Although CP is a risk factor for pancreatic cancer, no screening test for pancreatic cancer has been established for patients with CP. In a study of 506 Japanese patients who had been diagnosed with CP more than 2 years earlier, 19 (3.7%) developed pancreatic cancer during a median follow-up of 5.6 years (standardized prevalence ratio 11.8). The risk of pancreatic cancer was 0.11 (95% CI 0.0014–0.80) in surgical cases compared with non-surgical cases [130]. Prevention of inflammation by early intervention may theoretically protect against development of pancreatic cancer; however, most of the relevant studies published to date have been retrospective, with variations in the time from the onset to the intervention and in the follow-up period thereafter. According to the international guidelines, prophylactic pancreatectomy can be considered for individuals with hereditary pancreatitis, who have a lifetime risk of developing pancreatic cancer of 40–55%, but is not recommended for patients without hereditary pancreatitis [131].

CQ: is endoscopic treatment (+ ESWL) recommended for patients with asymptomatic CP?

  • Endoscopic treatment (+ ESWL) is not recommended in patients with asymptomatic CP.

Strength of recommendation: weak, evidence level: C

The efficacy, safety, and cost of endoscopic treatment (+ ESWL) to preserve pancreatic function have not been adequately investigated in asymptomatic cases with pancreatic duct stenosis or pancreatic stones. In view of its invasiveness, uniform endoscopic treatment is not recommended for asymptomatic patients [113, 132]. However, when there is no atrophy of the pancreatic parenchyma and there is a disorder of pancreatic juice secretion caused by pancreatic stones, this treatment can be performed in a specialist facility with adequate informed consent.

CQ: is surgery recommended to prevent progression of CP?

  • Given that early surgery after onset of CP can delay progression, the surgical indications and procedures should be decided after a thorough evaluation of symptoms and complications.

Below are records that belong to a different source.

PR #326, opened 2017-10-23
Adding Oriented Bounding Box to the LabelIntensity statistics filter

blowekamp:


blowekamp:
I am not certain the `LabelIntensityImageFilter` needs or should have all the `ShapeLabelStatistics` options and values. Currently the underlying ITK class always computes them, so we are exposing them. The OrientedBounding box attributes are optionally computed and are exposed in the `ShapeLabelStatistics`.

zivy:
From a design standpoint I think exposing all of the shape statistics doesn't make sense for this class, as its purpose is to provide statistics on the intensities of specific labels.  
As ITK already exposes this information through the class interface we should probably do the same, for consistencies sake.

PR #332, opened 2017-10-30
Remove jss.cls file from R vignette documentation

blowekamp:
This file is marked with a GPL license which is not compatible with
the Apache license. As this file is used to format and generate a
document, it is not clear what the implication for derived document
would be. To be conservative it is being removed.


zivy:
👍 
This may be a bit overboard, but as none of us are lawyers it ensures that there are no licensing issues. 

@richardbeare  
I understand you want to make the JSS paper the vignette for SimpleITK, following the journal's prompt to do so. Obviously we can do this using the Insight Journal style file, but it would be nice to keep the JSS style. 

Can you inquire with the journal with respect to the GPL license and whether including the style file in the SimpleITK code base for use in the vignette is considered derived work or if it has no effect on our license. 

@blowekamp 
If the journal says it has no effect on our license, possibly reconsider including it?

PR #334, opened 2017-10-31
Change to vector argument for sigma and variance of Gaussian

### LINKED ISSUE #163: Let sitk.DiscreteGaussianImageFilter support difference variances per direction
Referring to the discussion at http://public.kitware.com/pipermail/insight-users/2017-May/054511.html

The DiscreteGaussianImageFilter should allow setting variances for each direction. This can be useful when filter in-plane but not in-depth before resampling.

blowekamp:
Enable setting of the sigmas/variance on a per axis basis for the
SmoothingRecursiveGaussianImageFilter and the
DiscreteGaussianImageFilter. This is done may changing the parameter
to be a "dim_vec". The scalar method for the object oriented interface
remains.

Additionally, the signature of scalar procedural remains as part of
the Additional procedural interface.

closes #163

### DIFF
--- a/Code/BasicFilters/include/sitkAdditionalProcedures.h
+++ b/Code/BasicFilters/include/sitkAdditionalProcedures.h
@@ -100,6 +100,29 @@ SITKBasicFilters_EXPORT Image PatchBasedDenoising (const Image& image1,
 #endif
 
 
+
+
+    /**
+     * \brief Blurs an image by separable convolution with discrete gaussian kernels. This filter performs Gaussian blurring by separable convolution of an image and a discrete Gaussian operator (kernel).
+     *
+     * This function directly calls the execute method of DiscreteGaussianImageFilter
+     * in order to support a procedural API
+     *
+     * \sa itk::simple::DiscreteGaussianImageFilter for the object oriented interface
+     */
+     SITKBasicFilters_EXPORT Image DiscreteGaussian ( const Image& image1, double variance, unsigned int maximumKernelWidth = 32u, double maximumError =  0.01, bool useImageSpacing = true );
+
+
+    /**
+     * \brief Computes the smoothing of an image by convolution with the Gaussian kernels implemented as IIR filters.
+     *
+     * This function directly calls the execute method of SmoothingRecursiveGaussianImageFilter
+     * in order to support a procedural API
+     *
+     * \sa itk::simple::SmoothingRecursiveGaussianImageFilter for the object oriented interface
+     */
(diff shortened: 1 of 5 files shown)


blowekamp:
closes #163

blowekamp:
The object oriented interface remains compatible.

There is some incompatibility with the procedural interface in Python and keyword arguments. SWIG does not support the keyword arguments when the method is overloaded. With this patch we have overloaded the DiscreteGaussian, and the SmoothingRecursiveGaussian methods. If users used keyword arguments before the call will not longer work.

Code/BasicFilters/include/sitkAdditionalProcedures.h
```diff
@@ -100,6 +100,29 @@ SITKBasicFilters_EXPORT Image PatchBasedDenoising (const Image& image1,
...
+    /**
+     * \brief Blurs an image by separable convolution with discrete gaussian kernels. This filter performs Gaussian blurring by separable convolution of an image and a discrete Gaussian operator (kernel).
+     *
+     * This function directly calls the execute method of DiscreteGaussianImageFilter
+     * in order to support a procedural API
+     *
+     * \sa itk::simple::DiscreteGaussianImageFilter for the object oriented interface
+     */
+     SITKBasicFilters_EXPORT Image DiscreteGaussian ( const Image& image1, double variance, unsigned int maximumKernelWidth = 32u, double maximumError =  0.01, bool useImageSpacing = true );
+
```
zivy: I just noticed that for DiscreteGaussian we are using variance vs. sigma in the SmoothingRecursiveGaussian. I am sure this will cause confusion for people who move between the discrete and recursive implementations. Should we add a \sa to each pointing to the other and saying something about sigma vs. variance? Not sure this will help much as people will likely not read it. What do you think?

richardbeare:
There are warnings about this in the ITK docs:

[" Also, note that we have itk::RecursiveGaussianImageFilter::SetSigma(), but itk::DiscreteGaussianImageFilter::SetVariance()."](https://itk.org/Doxygen412/html/classitk_1_1RecursiveGaussianImageFilter.html)

zivy:
@richardbeare 

You have a point. Unfortunately, the documentation is in ITK recursive Gaussian, but not in the discrete Gaussian. For SimpleITK we have the challenge of documentation of the procedural interface (we have none as all documentation is in the OO interface), this is where this can be an issue.

zivy:
Please merge these changes so that they make it into the next release. I would like to use the vector specification of sigma/variance in the notebooks on data augmentation (upcoming SPIE tutorial).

Strength of recommendation: weak, evidence level: C

Surgery is performed for CP when non-surgical treatment is ineffective and when pancreatic cancer is suspected. Pancreatic duct drainage or pancreatectomy is selected according to the pathological condition. Furthermore, the course of subsequent pancreatic function differs depending on the stage of CP at which surgery was performed. Therefore, the effect of surgery on progression of CP cannot be described unequivocally. To date, there have been no studies of surgery performed primarily to prevent progression of a pathological condition. Therefore, the effect on progression must be inferred from long-term postoperative analysis of pancreatic endocrine and exocrine function in symptomatic cases.

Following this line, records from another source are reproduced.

PR #336, opened 2017-11-06
DOC: Improving documentation based on user input.

zivy:
Improving the build documentation based on user input from this
discourse discussion:
https://discourse.itk.org/t/using-cmake-to-build-simpleitk/373

Change-Id: Ifbcda487d58128e88c37ba21606448b26a6aa6c9

### DIFF
--- a/Documentation/docs/source/building.rst
+++ b/Documentation/docs/source/building.rst
@@ -19,7 +19,6 @@ might prefer to **build SimpleITK from source**:
     :local:
     :backlinks: none
 
-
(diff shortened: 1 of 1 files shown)


blowekamp:
This is a good start but I think we need command line instruction that will work in a copy and paste way for MS Windows. Specifically, the build command have a path that is too long, and we should instruct using `cmake --build <dir>` instead of the general comment "use your build tool". The trick with that is ensuring the build tool compiles with multiple cores.

PR #351, opened 2017-12-12
Use itk output window

blowekamp:


blowekamp:
pending this ITK patch:
http://review.source.kitware.com/#/c/22902/1

dave3d (approved):
Looks good to me.

PR #354, opened 2017-12-14
Prepare for it kv5

hjmjohnson:
Prepare for ITK v5.  Some deprecated interfaces are being used for SImpleITK.


hjmjohnson:
@blowekamp This is just the start of some fixes for SImpleITK to conform to future ITKv5.  There are deprecated interfaces being used.

blowekamp:
This is very much appreciated.  Can you please base the fixes on master?

On Dec 14, 2017, at 6:25 PM, Hans Johnson <notifications@github.com<mailto:notifications@github.com>> wrote:


@blowekamp<https://github.com/blowekamp> This is just the start of some fixes for SImpleITK to conform to future ITKv5. There are deprecated interfaces being used.

hjmjohnson:
Yes.  After master has a version of ITK that support the recent ITK_FUTURE_LEGACY_REMOVE bug.

 

Hans

blowekamp:
It is my understanding that these changes should still be compatible with the prior version. If you just need to test the against the current ITK, when you do you SimpleITK Superbuild configuration you could just add "-DITK_GIT_TAG=v4.13rc02 -DITK_FUTURE_LEGACY_REMOVE=ON" and the version of ITK build should be as you desire. There are a lot of options to configure ITK with and the should just get passed OK with the SimpleITK super build, just FYI about these.

There are a couple test failures that I have started to track down. Hopefully it won't be too long before we merge 4.13rc, so I guess there is no rush.

- https://github.com/SimpleITK/SimpleITK/blob/next/SuperBuild/External_ITK.cmake#L50

blowekamp:
rebased onto master here:
#355

PR #355, opened 2017-12-15
Remove itk depricated

blowekamp:
This branch contains patches needed when configuring SimpleITK with the following options:
"-DITK_GIT_TAG=v4.13rc02 -DITK_FUTURE_LEGACY_REMOVE=ON"


Code/Common/src/sitkPimpleImageBase.hxx
```diff
@@ -98,7 +98,7 @@ namespace itk
 
         dup->SetInputImage( this->m_Image );
         dup->Update();
-        ImagePointer output = dup->GetOutput();
+        ImagePointer output = dup->GetModifiableOutput();
```
blowekamp: @hjmjohnson 

The remaining interface to me seems odd. It the `ImageDuplicator` trying to be like a filter with `Update` and `GetOutput`?

This class seems stuck in the middle for its expected behavior, and I am not sure there is a clear reference for expected behavior for this "non-filter". There are the `Calculators` but the do not seem like a similar model.

hjmjohnson:
@blowekamp Should we add a non-const "GetOutput" for the image duplicator to mimic the behavior of a filter?

That seems fine to me.  Could you please add the desired interface so that this old code works?

PR #362, opened 2017-12-29
Add objectness measures wrapping

blowekamp:


zivy (commented):
LGTM, interface satisfies what I expect.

A randomized-controlled trial in patients with mild-to-moderate CP found that significantly better pancreatic function was maintained in patients who underwent surgery than in those who did not [133]. Intervention within a period of 3 years has also been shown to reduce the risk of developing postoperative endocrine and exocrine dysfunction to a greater extent than interventions after 3 years or longer [87, 134, 135]. Pancreatic duct drainage (e.g., Frey’s procedure) may be effective from the standpoint of surgical invasion and prevention of pathophysiological progression of CP when performed at an early stage after onset [136]. However, prophylactic surgery is rarely performed to prevent progression in asymptomatic patients.